The recognition and enforcement of foreign judgments are provided for under the PRC Civil Procedures Law. The PRC courts may recognize and enforce foreign judgments in accordance with the requirements of the PRC Civil Procedures Law based either on treaties between the PRC and the country where the judgment is made or on principles of reciprocity between jurisdictions. The PRC does not have any treaties or other form of reciprocal arrangements with the United States or the Cayman Islands that provide for the reciprocal recognition and enforcement of foreign judgments. In addition, according to the PRC Civil Procedures Law, courts in the PRC will not enforce a foreign judgment against the Company or its directors and officers if they decide that the judgment violates the basic principles of the PRC law or national sovereignty, security or public interest. As a result, it is uncertain whether and on what basis a PRC court would enforce a judgment rendered by a court in the United States or the Cayman Islands.

 

(6)

Except as disclosed in the SEC Filings, to the best of our knowledge after due inquiry with the Company, including confirmation with the Company regarding information reflected in the Documents and available from public records of China Judgement Online and China Execution Information Online, there are no legal, governmental, administrative or arbitrative proceedings before any court of the PRC pending against, or involving the properties or business of, any of the PRC Subsidiaries or to which any of the properties of any of the PRC Subsidiaries located within the PRC is subject, if determined adversely to such PRC Subsidiary, would have a Material Adverse Effect.

 

(7)

The M&A Rules, among other things, purport to require an offshore special purpose vehicle controlled directly or indirectly by PRC companies or individuals and formed for purposes of overseas listing through acquisition of PRC domestic interests held by such PRC companies or individuals to obtain the approval of the CSRC prior to the listing and trading of such special purpose vehicle’s securities on an overseas stock exchange. On September 21, 2006, the CSRC published on its official website procedures regarding its approval of overseas listings by special purpose vehicles. However, the CSRC has not issued any currently-effective definitive rules or interpretations concerning whether offerings such as the Offering are subject to the CSRC approval procedures under the M&A Rules.

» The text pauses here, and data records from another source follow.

PR #477, opened 2017-05-06
fix DICOM read with fractional slope

jcupitt:
The DICOM reader was multiplying pixel values by rescale_slope, which it
represented as ssize_t. Many DICOM files use double values for
rescale_slope, so for rescale_slope < 1, the reader was multiplying by
zero and producing blank images.

This commit removes all internal handling of rescale_slope and
rescale_intercept, leaving it to the caller to apply these values. It
should be applied to the 7.x branch as well.

This change makes sense within the DICOM standard, since rescale_slope
and rescale_intercept say how to get from the uint16 (or whatever the
file holds) to the value in the units that the file represents, perhaps kBQ/ml.
These are almost always fractional quantities and int-valued pixels
cannot represent them.

Here's a sample file that shows the problem:

http://www.rollthepotato.net/~john/MRIm5.dcm

You're welcome to use this image in a test suite. Before this commit:

$ identify -verbose MRIm5.dcm
  Image: MRIm5.dcm
  Format: DCM (Digital Imaging and Communications in Medicine image)
  Gray:
    min: 32769 (0.500023)
    max: 32769 (0.500023)

After:

$ identify -verbose MRIm5.dcm
  Image: MRIm5.dcm
  Format: DCM (Digital Imaging and Communications in Medicine image)
  Gray:
    min: 0 (0)
    max: 65535 (1)

Forum thread:

https://www.imagemagick.org/discourse-server/viewtopic.php?f=3&t=31887&p=145852

### DIFF
--- a/coders/dcm.c
+++ b/coders/dcm.c
@@ -2877,12 +2877,10 @@ static MagickBooleanType ReadDCMPixels(Image *image,DCMInfo *info,
                   }
                 i++;
               }
-          index=(int) ((pixel_value*info->rescale_slope)+
-            info->rescale_intercept);
           if (info->window_width == 0)
             {
               if (info->signed_data == 1)
-                index-=32767;
+                index=pixel_value-32767;
             }
           else
             {
@@ -2894,14 +2892,14 @@ static MagickBooleanType ReadDCMPixels(Image *image,DCMInfo *info,
                 (info->window_width-1.0)/2.0-0.5);
               window_max=(ssize_t) floor((double) info->window_center+
                 (info->window_width-1.0)/2.0+0.5);
-              if ((ssize_t) index <= window_min)
+              if ((ssize_t) pixel_value <= window_min)
                 index=0;
               else
-                if ((ssize_t) index > window_max)
+                if ((ssize_t) pixel_value > window_max)
                   index=(int) info->max_value;
                 else
-                  index=(int) (info->max_value*(((index-info->window_center-
-                    0.5)/(info->window_width-1))+0.5));
+                  index=(int) (info->max_value*(((pixel_value-
+		    info->window_center-0.5)/(info->window_width-1))+0.5));
             }
           index&=info->mask;
           index=(int) ConstrainColormapIndex(image,(size_t) index);
--- a/coders/dcm.c
+++ b/coders/dcm.c
@@ -2697,8 +2697,6 @@ typedef struct _DCMInfo
     window_width;
 
   ssize_t
-    rescale_intercept,
-    rescale_slope,
     window_center;
 } DCMInfo;
 
@@ -3083,8 +3081,6 @@ static Image *ReadDCMImage(const ImageInfo *image_info,ExceptionInfo *exception)
   info.depth=8;
   info.max_value=255UL;
   info.mask=0xffff;
-  info.rescale_intercept=0;
-  info.rescale_slope=1;
   info.samples_per_pixel=1;
   info.scale=(Quantum *) NULL;
   info.signed_data=(~0UL);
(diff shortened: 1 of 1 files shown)


dlemstra:
Thanks for your patch but I did some research why this patch was introduced this was done because I had an image with a rescale_intercept that was not zero. Can you adjust your patch to keep in the rescale_intercept but leave out the rescale_slope?

jcupitt:
I'm not sure, that seems very non-intuitive to me. As a user of a library, I would expect it to apply slope and intercept, or not to apply slope and intercept. Applying one but not the other feels wrong.

Also, couldn't intercept change the range of the data? -1000 is a common value in CT for images in Hounsfield units, and that would cut off all values <1000, unless the output images was changed to signed short. And changing it to signed short would cut off all values >33767. 

https://en.wikipedia.org/wiki/Hounsfield_scale

Again, the only way to represent the full range of the data safely is to output float32, or perhaps int32. Or to not apply intercept.

dlemstra:
How about we only apply the intercept when the slope has a value that is 1? This was the case with the image where I added the patch for. The output was too bright and applying the intercept resolved that issue.

jcupitt:
That feels like strange behaviour as well. It would need documenting carefully or people would be very puzzled why intercept was sometimes being applied and sometimes not. All application code that uses IM would need changing to add an extra `if()` clause to sometimes apply the intercept and sometimes not. 

Is there some other way your too-bright image could be handled? You could maybe use `-fx` and apply the slope and intercept that way?

In my work I use the IM DICOM loader to get the uint16 image into Python, then I pull out intercept and scale and transform it into a float image for analysis. I process CT, MRI and PET data all in the same way, and it's mostly worked well. Could that kind of data path work for your case?

dlemstra:
You are right that only applying the intercept when the slope is 1 is strange behavior. I am now leaning more towards another solution.

We keep the rescale intercept and slope but make it a double instead. And we will add a new option called 'dcm:ignore-rescale' that you can use to disable the rescale being applied. Most people that use ImageMagick don't do any post processing with metadata on the images so I think it make sense to have rescale enabled as the default.

jcupitt:
I agree, that sounds like a good solution!

I wonder about having it default to off though, and calling the option `dcm:enable-rescale`. Rescale will very often cause data loss and will break programs written for the old behaviour (everything at my University). 

Your call, of course.

dlemstra:
You are right that I should not forget the backwards compatibility issue. Disabling it by default is probably the right way to go. I do think there should be two settings for the option though so I think it might be better to just call it `dcm:rescale` instead. One of those options would be `on`. and the other one would be only applying the `intercept` when the `rescale` value is 1. I am not sure how I would want to call this option, do you have an idea for that?

jcupitt:
Hi again, I came across this somewhat related issue:

http://www.imagemagick.org/discourse-server/viewtopic.php?t=29825

Your problem with too-bright images seems rather like this. `window_center` / `window_width` are supposed to be there for transforming for display, `rescale_slope` and `rescale_intercept` are for getting from the raw uint16 in the file into the proper units for the scan (kBq/ml or time or whatever). 

Reading the DICOM spec (I keep a copy by my bed in case I have difficult sleeping), it seems they should be applied after rescale:

https://www.dabsoft.ch/dicom/3/C.11.2.1.2/

So how about two new options:

1. A boolean-valued option to enable the application of `rescale_slope` and `rescale_intercept`. I don't think you can apply one and not the other, since they have a defined, physical meaning as a pair. Perhaps call it `dcm:rescale`. 

2. If `dcm:rescale` is enabled, then also apply the `window` values stored in the DICOM file, don't apply them otherwise. And add a new option called maybe `dcm:window` that lets you override center and width from the command-line as `center:width` or `center@width` or whatever the best IM syntax might be. 

We could make that user very happy too.

dlemstra:
I do think we already apply the window here: https://github.com/ImageMagick/ImageMagick/blob/master/coders/dcm.c#L2887 and that does not solve the issue with the file I have. I don't think I can share the file that I received from the user so you can see what is happening. But I do think we could now live without the second option. We can always add this at a later point when more users request this. Just enabling the option would be enough for that user now. They don't have files with a rescale_slop that is not `1`.

jcupitt:
Yes, I saw that the window is there. By the spec, you're supposed to only apply the window if you first apply the rescale. 

For your user, they could just enable the rescale. I guess the window is zero for them? If we're adding options, I thin we might as well add a window override as well, it's very little work. 

Shall I close this PR and make a new one with a proposed patch?

dlemstra:
The window is indeed zero. Would be great if you could create a new pull request for this. And I think we should also follow the specs and only apply the window when rescale is enabled. I would like the `dcm:window` option in a new pull request after we have merged the first one. I would rather not mix this. And for syntax you should use centerXwidth (`-define dcm:window=100x1000`).

jcupitt:
OK, new PR opened, I'll close this one.

I don't suppose you know the best way to parse centerXwidth? I'm struggling to find a helper that does exactly what we need.

dlemstra:
You could use the method `ParseGeometry` for this. Our codebase has enough usage examples.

Based on our understanding of the PRC Laws (including the M&A Rules), a prior approval from the CSRC is not required for the Offering because (i) the CSRC currently has not issued any currently-effective definitive rule or interpretation concerning whether offerings under the prospectus are subject to the M&A Rules; and (ii) Shenzhen Jayud Logistics Technology Co., Ltd. was a then existing foreign-invested entity and not a domestic company as defined by the M&A Rules before being acquired by Jayud Global Logistics (Hong Kong) Limited. However, uncertainties still exist as to how the M&A Rules will be interpreted or implemented and our opinion stated above is subject to any new laws, rules and regulations or detailed implementations and interpretations in any form relating to the M&A Rules.

 

(8)

The statements set forth under the caption “Taxation” in the Registration Statement insofar as they constitute statements of the PRC Laws, are accurate in all material respects.

 

4


PacGate Law Group

百宸律师事务所

 

(9)

Although we do not assume any responsibility for the accuracy, completeness or fairness of the statements contained in the Registration Statement and the Prospectus, nothing has come to our attention that has caused us to believe that, as a matter of the PRC Laws, (a) the Registration Statement (other than any financial statements and related notes therein, as to which we express no opinion) at the time it became effective, contained any untrue statement of a material fact or omitted to state a material fact required to be stated therein or necessary to make the statements therein, in light of the circumstances under which they were made, not misleading, and (b) the Prospectus (other than any financial statements and related notes therein, as to which we express no opinion), as of the applicable time and as of the date hereof, contained or contains any untrue statement of a material fact or omitted or omits to state a material fact necessary to make the statements therein, in light of the circumstances under which they were made, not misleading.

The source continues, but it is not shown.